■ Source material ■
# # #
PR #87, opened 2024-11-14
Emit primer pairs in penalty order.

tfenne:
This PR does two things:

1. Fix a bug where amplicons that were too _small_ were still emitted
2. Ensure that primer pairs are emitted in penalty order

(2) requires materializing a small tuple for all _valid_ pairs, and then sorting by score.  The tuple contains two ints (indices into the primer sequences) and two floats (the penalty and the tm, the last for convenience so we don't have to recompute it).  It the sorts the tuples by penalty, and starts generating PrimerPairs in penalty order.

If you have e.g. 500 left and 500 right primers, this could construct ~250k tuples and calculate 250k Tms, but in reality the number is probably substantially smaller constrained by amplicon sizes.

### DIFF
--- a/prymer/api/picking.py
+++ b/prymer/api/picking.py
@@ -121,7 +121,8 @@ def build_primer_pairs(  # noqa: C901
# # #
■ Prompt ■
Repeat exactly, and only, the lines from the one containing "2. Ensure that" through the end of the material.

■ Response area ■
2. Ensure that primer pairs are emitted in penalty order

(2) requires materializing a small tuple for all _valid_ pairs, and then sorting by score.  The tuple contains two ints (indices into the primer sequences) and two floats (the penalty and the tm, the last for convenience so we don't have to recompute it).  It the sorts the tuples by penalty, and starts generating PrimerPairs in penalty order.

If you have e.g. 500 left and 500 right primers, this could construct ~250k tuples and calculate 250k Tms, but in reality the number is probably substantially smaller constrained by amplicon sizes.

### DIFF
--- a/prymer/api/picking.py
+++ b/prymer/api/picking.py
@@ -121,7 +121,8 @@ def build_primer_pairs(  # noqa: C901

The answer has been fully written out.